While interest rates have risen, they remain low by long-term historical standards, causing challenges for long-term investors like pension funds.
“Because we’re a pension plan, we invest significantly in fixed-income assets,” says James Davis, chief investment officer at the OPSEU Pension Trust. “A cornerstone of our member-driven investment strategy is to mitigate the interest-rate sensitivity in our liabilities,” he adds, noting the pension fund owns a significant portion of bonds to accomplish this.
“At this stage of the game, we are probably a little light on where I would like to be in bonds over the longer term, and that’s just a reflection again of the lower interest rate environment and the need to generate returns that are sufficient to keep the plan sustainable,” he says.
The OPTrust also invests significantly in alternatives, recently internalized capital markets and is beginning to build value-add programs around its public markets exposure, notes Davis. “We’ve got value-add programs within the illiquid alternatives, where we have a long-term, successful track record, and now we’re building them in the liquid capital markets.”
This is important because in a low-interest rate environment the risk-free rate of return isn’t very high, says Davis, explaining one potential source of returns is the risk premia from investing in stocks, bonds and other capital market assets. Yet these assets are very expensive primarily because low interest rates have pushed investors out the risk spectrum, he adds. “They were encouraged to buy more risky assets, that bid up the price of risky assets, causing the expected future return to drop. So you’ve got an environment now where you’re not earning very much in terms of risk premia and the risk-free rate is not particularly high.”
The other source of potential return is value-add or alpha, says Davis. “That’s where we are putting our emphasis,” he says, noting investors can’t ignore the valuations in the market and need to have exposure to capital market instruments.
One way the OPTrust is creating value and getting exposure is through private markets. “You will get equity exposure by being in private equity, but because of the nature of how we invest, we believe that we have a better opportunity for value creation there than we would in the public equities market,” says Davis. “If you look at our overall equity exposure, which is not that high, partly because of where valuations are, partly because we’re a mature pension plan and we can’t bear that much risk, we’ve chosen to take primarily our equity exposure via the private markets for that value creation reason.”
Low interest rates also affect alternatives for the same reason they affect public markets, he says. “When interest rates are low, investors are seeking return so they will tend to move into the riskier assets,” says Davis. “The private market assets are generally a riskier asset than a bond, for example. And so when they move into that market they are bidding up the price and lowering the expected return. Just as bond yields are going down, or just as risk-free interest rates are going down, valuations in the riskier assets, including the private market assets, are going up. So their future returns are going down.
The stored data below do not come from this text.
Issue #2987, opened 2026-07-28
preview epoch 2: epoch_summary and reward_pool_input rows missing, causing 3 pools to show pool_only_koios


cryptodj413:
### Summary
koios-parity explain reports preview epoch 2 as missing epoch_summary entirely, and 3 pools that Koios lists as active for that epoch have no reward_pool_input row in Dingo. Both symptoms point to a single root cause: the epoch-boundary snapshot for epoch 2 was never persisted (or was silently skipped) on this node.

### Command and Output
```
$ ./koios-parity explain --epoch 2 --network preview
preview epoch 2
  [dingo_db_missing] 1
    pool=(epoch)                                                 field=epoch_summary          dingo=                     koios=present
  [pool_only_koios] 3
    pool=pool16h8ugt8k0a4kxa5g6x062zjrgfjc7cehpw0ze8374axlul76932 field=pool_presence          dingo=                     koios=present
    pool=pool18r62tz408lkgfu6pq5svwzkh2vslkeg6mf72qf3h8njgvzhx9ce field=pool_presence          dingo=                     koios=present
    pool=pool1grvqd4eu354qervmr62uew0nsrjqedx5kglldeqr4c29vv59rku field=pool_presence          dingo=                     koios=present
```

PR #4549, opened 2026-09-20
fix(ledger): reconstruct retention-pruned reward stake inputs

arepala-uml:
## Summary

- `reward_stake_input` (per-credential reward basis) is pruned to a retention window while `reward_snapshot` and `reward_pool_input` are retained for the life of the database (dingo #2987). A node resumed via `dingo database truncate` can reach an epoch boundary whose required reward-lag snapshot already had its `reward_stake_input` rows aged out by ordinary retention during the run *before* the rollback ever happened -- not a genuine rewind past retention, which is what the existing skip guarded against.
- `calculateStakeRewardApplication` previously skipped that round outright, permanently under-crediting every pool for that epoch. Since a bootstrap epoch's leader-eligibility stake includes reward-account balances, the shortfall later surfaced as a VRF leader-eligibility rejection of an already-canonical block, halting the node.
- Reconstructs the missing rows instead, using the same historical CTE (`GetEpochBoundaryRewardStakeInputsForPools`) the live epoch-boundary capture already falls back to, keyed on the still-retained `reward_snapshot`'s own captured/boundary slot.

## Fix details

Three retained totals are reconciled against the reconstruction before it's used, falling back to the existing skip if a reconciliation can't be made safely:

- **Delegated stake**: a small (observed up to ~6e-9 relative) disagreement from the live aggregate's own rounding is folded into the pool's largest credential.
- **Owner stake**: the reconstruction has no notion of pool ownership on its own; ownership is resolved from each pool's certificate effective for the ended epoch, then reconciled via a compensating transfer between the largest owner and non-owner credential (so the pool total stays exact).
- **Delegator count**: the two reconstructions apply the same "drop zero-stake rows" rule but can disagree by a row when a credential's amount rounds to a small nonzero value on one side and to exactly zero on the other; the excess row's stake is folded into the pool's largest non-owner credential.

## Evidence

Found and verified via a real `dingo database truncate` + replay against historical Preview chain data (not synthetic): the retention gap was blocking a VRF leader-eligibility check at the first post-truncate epoch boundary. After this fix, the same replay cleared that boundary and progressed through several further epochs without a skip.

## Test plan

- [x] `go build ./...`
- [x] `go test ./ledger/...` (all packages pass)
- [x] New test `TestApplyStakeRewardsReconstructsRetentionPrunedInputs`: seeds a real pool/owner/delegator/UTxO/reward fixture, legitimately captures its mark snapshot, prunes `reward_stake_input` to simulate retention, then asserts the round reconstructs and applies (persists a pool output, credits the owner, re-populates `reward_stake_input`) instead of skipping. Confirmed it fails (no pool output persisted) with the fix reverted.
- [x] Existing retention-skip tests (`TestApplyStakeRewardsSkipsPrunedStakeInputs`, `TestApplyStakeRewardsAcceptsZeroDelegatorSnapshot`, `TestApplyStakeRewardsSkipsPrunedStakeInputsReportsLoudly`, `TestSkippedPrunedStakeInputsSuppressedDuringPrecompute`) pass unchanged -- the case with no real underlying data to reconstruct still falls through to the original skip.
- [x] `golangci-lint run ./ledger/...`, `go vet ./ledger/...`, `make golines`, `make import-boundaries`, `make docs-parity`

## Summary by CodeRabbit

- **Bug Fixes**
  - Reward calculations now recover eligible stake data after retention pruning when the required reward records remain available.
  - Previously skipped reward rounds can now proceed when reconstructed data matches retained totals.
  - Pool outputs and owner rewards are correctly generated, including valid zero-member payouts.
  - Reconstructed stake information is persisted for future processing.

---
## Summary by cubic
Fixes dingo #2987 by reconstructing retention-pruned `reward_stake_input` rows instead of skipping the reward round. A node resumed from `dingo database truncate` could hit an epoch whose per-credential reward inputs aged out before the rollback, so the round was skipped, pools were permanently under-credited, and the shortfall later halted a VRF leader-eligibility check. The ledger now rebuilds the missing rows from the retained `reward_snapshot` and `reward_pool_input` data with the same historical CTE live captures use.

**Behavior**

- The reconstructed rows must reconcile with each pool's retained delegated-stake, owner-stake, and delegator-count totals; small rounding gaps are folded into the largest applicable credential so totals stay exact.
- If the reconstruction cannot be reconciled safely, the epoch falls back to the previous skip path.
- Rebuilt rows are persisted for later reads; if that write fails, the round still applies with the in-memory rows.
- Verified with a real `dingo database truncate` + replay on Preview data: the previously failing epoch now applies and later epochs continue normally.

<sup>Written for commit a4e2343cdfd12611a96da4fc0b55a6390c2ed9bd. Summary will update on new commits.</sup>

<a href="https://cubic.dev/pr/blinklabs-io/dingo/pull/4549?utm_source=github" target="_blank" rel="noopener noreferrer" data-no-image-dialog="true"><picture><source media="(prefers-color-scheme: dark)" srcset="https://www.cubic.dev/buttons/review-in-cubic-dark.svg"><source media="(prefers-color-scheme: light)" srcset="https://www.cubic.dev/buttons/review-in-cubic-light.svg">Review in cubic</picture></a>


arepala-uml:
Addressed all 4 findings in 213253f0:

1. **Owner-stake transfer underflow guard (major)** — fixed. The donor is now determined explicitly (whichever row diff is subtracted from) before validating its balance against diff, rather than checking the wrong party depending on branch.
2. **Non-atomic reconstructed stake-input persistence (major)** — fixed. Added `DeleteRewardStakeInputsForEpoch` (stake inputs only, leaving `reward_pool_input` untouched) and call it to clean up a partial write on save failure, so a later read sees either a complete set or none rather than a stuck partial one.
3. **Overlapping epoch fixtures in the new test (minor)** — fixed. Epoch 1 now starts at the boundary slot (100) and is set only after the SNAP-point read, matching the live rollover's own ordering, so `GetEpochBySlot(99)` resolves unambiguously.
4. **Contradictory comment (minor)** — removed, applied your suggested diff as-is.

Full test suite, golangci-lint, go vet, and golines all clean after the fixes.

wolf31o2 (approved):

PR #4551, opened 2026-09-20
fix(ouroboros): contain decoder panics on peer tx bodies

wolf31o2:
A peer answering `MsgReplyTxs` with bytes that panic the ledger decoder took the
node process down. `validateTxsubmissionReply` decoded each reply body with a
bare `ledger.NewTransactionFromCbor` inside the per-peer txsubmission goroutine,
which has no `recover()` above it: `ouroboros/` has none outside
`decode_cache.go`, and `mempool/` has none at all. Only block bodies and headers
were contained, through `decodeWithPanicSafeMetrics`.

gouroboros is not a backstop. `cbor.Value.processMap` recovers exactly one panic
class, an unhashable Go map key, and re-panics every other one.

## Change

`internal/safedecode.Guard` runs a decode and converts a panic into an error
wrapping `ErrDecodePanic`. Every decode of externally-supplied transaction bytes
now routes through it:

| Path | Site |
| --- | --- |
| node-to-node txsubmission reply | `ouroboros/txsubmission.go` |
| mempool admission and re-validation | `mempool/mempool.go` |
| utxorpc `SubmitTx` | `api/utxorpc/submit.go` |
| mesh construction submit and parse | `api/mesh/construction.go`, `api/mesh/convert.go` |
| blockfrost submit and evaluate | `api/blockfrost/adapter.go` |

`validateTxsubmissionReply` takes the decoder as a parameter, so the containment
around it can be driven by a decoder that genuinely panics rather than by a
stubbed-out recover.

## Behavior

A recovered panic becomes the same `txsubmission reply transaction %d decode
failed` error a malformed body already produces, and so leaves by the route that
already exists: the whole reply is dropped, no body is admitted, the
connection's mismatch streak advances, and tx ingest stops after three
consecutive rejections. `errors.Is(err, safedecode.ErrDecodePanic)`
distinguishes it from an ordinary decode failure.

Containment is safe to continue from because the decode is side-effect-free: it
builds a fresh value from the input bytes, holds no lock, and mutates nothing
the caller shares. `validateTxsubmissionReply` publishes nothing until the whole
reply validates, and `AddTransaction` decodes before taking the mempool lock.
`Guard`'s doc comment records that it must not be wrapped around work that
mutates shared state, where recovering would convert a crash into corruption.

`Guard` tracks completion separately from `recover()`'s return value, because
`recover()` yields nil both when nothing panicked and when the panic value is
itself nil; testing the recovered value alone would report an aborted decode as
a successful one.

Related to blinklabs-io/gouroboros#2075, which covers the complementary
containment inside gouroboros' own handler boundary. This does not close it.

---
## Summary by cubic
Contain decoder panics on peer transaction bytes so a malformed reply cannot crash the node. Previously, a `MsgReplyTxs` body that panicked the ledger decoder killed the process because the txsubmission goroutine had no recovery. Now every decode of externally-supplied transaction bytes goes through a new `internal/safedecode` guard that turns a panic into an error wrapping `ErrDecodePanic`. That error follows the same path as a malformed body: the whole reply is dropped, no transaction is admitted, and the mismatch streak advances.

**Notes**
- Covers txsubmission reply validation, mempool admission/revalidation, and the utxorpc, mesh, and blockfrost submit APIs.
- `validateTxsubmissionReply` now takes a decoder parameter so tests can inject a panicking decoder.

<sup>Written for commit 6b2df47bf5387de3a50e02fdcad6f41286c06139. Summary will update on new commits.</sup>

<a href="https://cubic.dev/pr/blinklabs-io/dingo/pull/4551?utm_source=github" target="_blank" rel="noopener noreferrer" data-no-image-dialog="true"><picture><source media="(prefers-color-scheme: dark)" srcset="https://www.cubic.dev/buttons/review-in-cubic-dark.svg"><source media="(prefers-color-scheme: light)" srcset="https://www.cubic.dev/buttons/review-in-cubic-light.svg">Review in cubic</picture></a>


api/utxorpc/submit.go
```diff
@@ -72,7 +73,7 @@ func (s *submitServiceServer) SubmitTx(
 	if err != nil {
 		return nil, fmt.Errorf("failed decoding tx: %w", err)
 	}
-	tx, err := gledger.NewTransactionFromCbor(txType, txRawBytes)
+	tx, err := safedecode.Transaction(txType, txRawBytes)
```
arepala-uml, line 76: safedecode.Transaction here still panics unguarded: DetermineTransactionType (submit.go:72) probes eras via the same NewXTransactionFromCbor constructors NewTransactionFromCbor dispatches to (gouroboros ledger/tx.go:117-190), unguarded, before this line runs. Same pattern at mesh/construction.go:927, mesh/convert.go:373, blockfrost/adapter.go:3832 and :3899. Separately, EvalTx in this file (submit.go:283) still calls bare gledger.NewTransactionFromCbor, untouched by this PR, on the same untrusted gRPC input SubmitTx was just fixed for.

internal/safedecode/safedecode.go
```diff
@@ -0,0 +1,78 @@
...
+// value: decode's return values are assigned only on its normal return, so a
+// panicking decode never publishes a partially-built value to the caller.
+//
+// Containment is sound here only because decoding is a pure function of its
+// input bytes -- it builds a fresh value, takes no lock and mutates no state
+// the caller shares. Do not reach for Guard around work that mutates shared
+// state: recovering there converts a crash into silent corruption, which is
+// worse.
+//
+// completed, not recover()'s return value, decides whether decode panicked.
```
arepala-uml, line 49: This justifies tracking completed separately by saying recover() returns nil both for no panic and for panic(nil); under this module's go.mod toolchain (go1.26.7, Go 1.21+ panic(nil) semantics) recover() instead returns a non-nil *runtime.PanicNilError for panic(nil), so the stated rationale is inaccurate for the toolchain in use. The completed tracking itself is still correct and worth keeping.

arepala-uml (changes requested):
Guard, the txsubmission peer path, and the mempool lock ordering are sound and verified with a causal fail-before revert. Blocking on two independent gaps that leave five of the six new call sites still panicking on crafted input.

PR #4555, opened 2026-09-20
fix(leios): contain decoder panics on peer Leios bytes

wolf31o2:
The Leios overlay decoded peer-supplied bytes with no `recover()` above the call. The leios-fetch and leios-notify workers run on their own goroutines, and gouroboros' `cbor.Value` decoder recovers exactly one panic class (an unhashable Go map key) and re-panics every other one, so an endorser-block manifest, a transaction envelope or an announcement header whose bytes panicked the decoder took the node process down.

## Change

Every decode of peer-supplied Leios bytes routes through `internal/safedecode`, so a panic becomes an error wrapping `ErrDecodePanic` on the decode-failure route the caller already has.

| Site | Bytes | Mechanism |
| --- | --- | --- |
| `ouroboros/leios_merged.go` x5 (`validateLeiosEndorserBlockTxs`, `leiosEndorserBlockTxValidator`, `storeLeiosEndorserBlock`, `loadLeiosEBFromDB`, `EndorserBlockTxHashesByHash`) | endorser-block manifest | `decodeLeiosEndorserBlock` over `Guard` |
| `ouroboros/leiosnotify.go` (`acceptLeiosAnnouncementInternal`) | ranking-block header from a block announcement | `decodeLeiosAnnouncementHeader` over `Guard` |
| `ouroboros/leios_merged.go` (`validateLeiosEndorserBlockTx`) | endorser transaction envelope | `safedecode.Cbor` |
| `ledger/leios_apply.go` (`decodeEndorserTxEnvelope`) | endorser transaction envelope | `safedecode.Cbor` |
| `ledger/leios_apply.go` (`applyEndorserBlock`) | endorser transaction | `safedecode.Transaction` |
| `internal/leiosheader/ref.go` (`legacyExtensionRef`) | legacy Leios header extension | `safedecode.Cbor` |

`safedecode.Cbor` adds the `cbor.Decode` form of `Guard`, returning the byte count so callers keep their trailing-bytes checks.

## Why not the shared decode cache

`decodeWithPanicSafeMetrics` is the wrong containment for all six:

- `LeiosEndorserBlock` deliberately does not implement `ledger.Block`, so neither existing `decodeCache` instance can hold one. Routing manifests through it means a third cache and a third metrics pair, not reuse.
- `storeLeiosEndorserBlock` decodes under `leiosAnnouncementsMu`. `getOrDecode` can park its caller on another goroutine's in-flight decode, which would add a wait-for-goroutine dependency under that lock.
- The header cache key `hashDecodeInput(blockType, bytes)` identifies the input, not the decoder, and the cache is populated by `decodeChainsyncHeader`, whose decoder choice depends on `NetworkMagic` and block type and which additionally warms `header.Hash()`. Leios networking is enabled by `--run-mode leios` or a Dijkstra start era on any network, so on a non-Musashi network the same header bytes would be decoded by two different decoders under one key.

The decoded manifest is also consumed immediately at every call site, behind the `(slot, hash)`-keyed endorser-block cache that already deduplicates these bytes across connections.

## Side-effect freedom

Every guarded decode is a pure function of its input bytes: it builds a fresh value, takes no lock, performs no I/O and mutates nothing the caller shares, so a contained panic cannot leave half-updated state. At the manifest site under `leiosAnnouncementsMu`, which is released by explicit `Unlock` calls rather than a defer, the error path is what releases the lock; a panic there would have held it for the life of the process. In `applyEndorserBlock` the decode loop runs before any storage is mutated.

## Reachability

These paths sit behind `experimentalLeiosNetworkingEnabled`: `-n musashi`, `--run-mode leios`, or a Dijkstra start era. A default-configured node does not offer the Leios mini-protocols and cannot reach any of them.

## Class review

`leiosnotify`, `leios_merged`, `leiosfetch`, `leiosvotes`, the Leios vote, pipeline, backfill and persist handlers, `ledger/leios/*`, `internal/leiosheader`, `node_leios.go` and `database/leios.go` were walked for decodes of peer-supplied bytes. Beyond the six sites above, three more were found and are fixed here: the two envelope decodes in `ledger/leios_apply.go`, its `NewTransactionFromCbor` call, and the header-extension decodes in `internal/leiosheader`. No Peras code path decodes peer bytes; the only Peras reference in the Leios files is a comment about a block element that is preserved rather than decoded.

Not guarded, deliberately: `leiosAnnouncementFromBlockCbor`, `certifiedEndorserBlockHash` and `spliceEndorserTxsIntoDijkstraBlock` decode ranking-block CBOR read back from the local block store, whose ingest decode already ran under `decodeWithPanicSafeMetrics`.

## Tests

`TestGuardedDecodeContainsDecoderPanic` and `TestCborContainsDecoderPanic` drive the containment with decoders that genuinely panic - the latter through a real `cbor.Decode` whose `UnmarshalCBOR` panics - for string, error and nil panic values. With the guard removed in place they crash the test binary. Positives are kept: valid manifests, the real Musashi Dijkstra header fixture, and valid CBOR still decode, and malformed-but-non-panicking input still yields its ordinary error, asserted with `NotErrorIs(ErrDecodePanic)`. `TestStoreLeiosEndorserBlockDecodeFailureReleasesAnnouncementLock` pins that a failed manifest decode leaves `leiosAnnouncementsMu` free and caches nothing.

## Dependency

Depends on #4551, which introduces `internal/safedecode`. Its branch is merged into this one so this builds; #4551 must merge first. Related to blinklabs-io/gouroboros#2075 and blinklabs-io/dingo#3511; this closes neither.

## Summary by CodeRabbit

- **Bug Fixes**
  - Improved resilience when processing malformed or unexpected transaction and protocol data.
  - Decoder failures are now reported as errors instead of crashing protocol workers or connections.
  - Failed Leios data processing leaves ledger state and announcement tracking consistent.
  - Transaction submission, evaluation, validation, and mempool processing now handle invalid encoded transactions more safely.

- **Tests**
  - Added coverage for decoder failures, panic handling, malformed inputs, and state cleanup.


ledger/leios_apply.go
```diff
@@ -183,7 +190,11 @@ func (ls *LedgerState) applyEndorserBlock(
 		// DetermineTransactionType is heuristic and cannot reliably identify a
 		// bare standalone transaction without block/era context (it returns
 		// "unknown transaction type" for these), so it must not be used here.
-		tx, err := ledger.NewTransactionFromCbor(ledger.TxTypeDijkstra, txCbor)
+		// Peer-supplied transaction bytes, decoded before any storage is
+		// mutated, so the guard cannot convert a crash into a partially
+		// applied endorser block: every return below this loop's decode
+		// failure leaves the ledger untouched.
+		tx, err := safedecode.Transaction(ledger.TxTypeDijkstra, txCbor)
```
arepala-uml, line 197: This decode is now guarded, but leiosAnnouncementFromBlockCbor a few lines up (around line 1221 in this file) still does a raw cbor.Decode of DijkstraBlockHeader with no safedecode guard, on the same block-application path hit during ordinary chain-sync of certifying blocks - same fatal-panic class this PR fixes here.

ouroboros/leios_merged.go
```diff
@@ -543,7 +549,11 @@ func (o *Ouroboros) storeLeiosEndorserBlock(
 	o.leiosAnnouncementsMu.Lock()
 	verified := origin == leiosStoreAuthoritative ||
 		o.leiosAnnouncementBindsSlotLocked(point.Hash, point.Slot)
-	block, err := lcommon.NewLeiosEndorserBlockFromCbor(blockRaw)
+	// leiosAnnouncementsMu is released by explicit Unlock calls on this path,
+	// not by a defer, so this decode must fail by returning rather than by
+	// unwinding: a panic here would leave the lock held for the life of the
+	// process. As an error it takes the branch below, which unlocks.
+	block, err := decodeLeiosEndorserBlock(blockRaw)
```
arepala-uml, line 556: This call is guarded, but leiosAnnouncementFromBlockCbor (around line 1418) and certifiedEndorserBlockHash (around line 1454) further down in this same file still raw cbor.Decode DijkstraBlockHeader with no safedecode guard - same missing-guard class, and certifiedEndorserBlockHash is served over NtC chainsync for certified blocks.

arepala-uml (changes requested):
Requesting changes: the peer-decode panic class this PR closes is not fully closed - ledger/leios_apply.go:1221 and ouroboros/leios_merged.go:1418/1454 still raw-decode DijkstraBlockHeader with no safedecode guard; see inline comments.

PR #13, opened 2020-01-17
Fixes #10 -- implement task routing

### LINKED ISSUE #10: Set up a task router
While implementing #8, we receive back tasks from different topics. While we can loop over all known topics and fetch and lock tasks like that, it's probably more robust to set up a task router based on topic that knows where to send tasks for further processing.

Hooking that into celery tasks/workers will then provide sufficient scaling options.

sergei-maertens:


src/camunda_worker/tasks/api.py
```diff
@@ -0,0 +1,60 @@
...
+
+    try:
+        handler = registry[task_mapping.callback]
+    except KeyError as exc:
+        raise NoCallback(
+            f"Callback '{task_mapping.callback}' is not in the provided registry."
+        ) from exc
+
+    # check for expiry
+    if task.expired:
```
annashamray: Should the check for `task.status` be also made here?

annashamray: And perhaps changing `task.status` and saving `task.result_variables` should be on this level?

sergei-maertens: I don't think so, if you're retrying a task because it failed before, that shouldn't block it? :thinking:

annashamray: But in this case the status would be `failed`, right? I think it'd be nice to have the task state logic somewhere. Or remove `task.status` field if it is not used

PR #22, opened 2020-01-31
initial config for celery

annashamray:


bin/celery_worker.sh
```diff
@@ -0,0 +1,16 @@
+#!/bin/sh
```
sergei-maertens: `docker_start.sh` still uses sh too, but we can actually use `bash` instead of `sh` since Debian is used as base image :)

bin/celery_worker.sh
```diff
@@ -0,0 +1,16 @@
...
+LOGLEVEL=${CELERY_LOGLEVEL:-INFO}
+
+mkdir -p ../celerybeat
+
+echo "Starting celery worker"
+celery worker \
+    --app camunda_worker \
+    -l $LOGLEVEL \
+    --workdir src \
+    -B \
```
sergei-maertens: Can you create a separate `celery_beat.sh` script? See https://docs.celeryproject.org/en/latest/reference/celery.bin.worker.html#cmdoption-celery-worker-b

annashamray:
@sergei-maertens thank you for the check-list! It helped a lot

> Looks good for initial setup, couple things are missing:
> 
> 1. Can you add the shell scripts to the Docker image by modifying `Dockerfile`
> 2. Make sure that the `celery` binary is also available in the final docker image
> 3. Update the docker-compose.yml to also run the celery worker and beat :-)

Dockerfile
```diff
@@ -58,12 +58,14 @@ RUN apt-get update && apt-get install -y --no-install-recommends \
 
 WORKDIR /app
 COPY ./bin/docker_start.sh /start.sh
+COPY ./bin/celery_worker.sh /celery_worker.sh
```
sergei-maertens: you're missing the `celery_beat` script still :sweat_smile:

docker-compose.yml
```diff
@@ -33,9 +33,28 @@ services:
...
-#    ports:
-#        - 6379:6379
+
+  redis:
+    # NOTE: No persistance storage configured.
+    image: redis
+
+  celery:
+    build: .
+    environment: &celery_env
```
sergei-maertens: you'll probably want to register that as `&web_env` and re-use that - since the web should also know which broker is used etc.

annashamray: done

And in that kind of environment, it’s just really challenging to try to get returns.”
Davis believes the best opportunities right now are in the alternatives space, despite the challenges. “We’re continuing to find, on a very selective basis, really good risk-adjusted return opportunities in the real estate, infrastructure and private equity space,” he says. “Where we think it’s more challenging is just in the conventional public market sphere — especially if you’re a passive investor. We think this is not the time to be a passive investor.”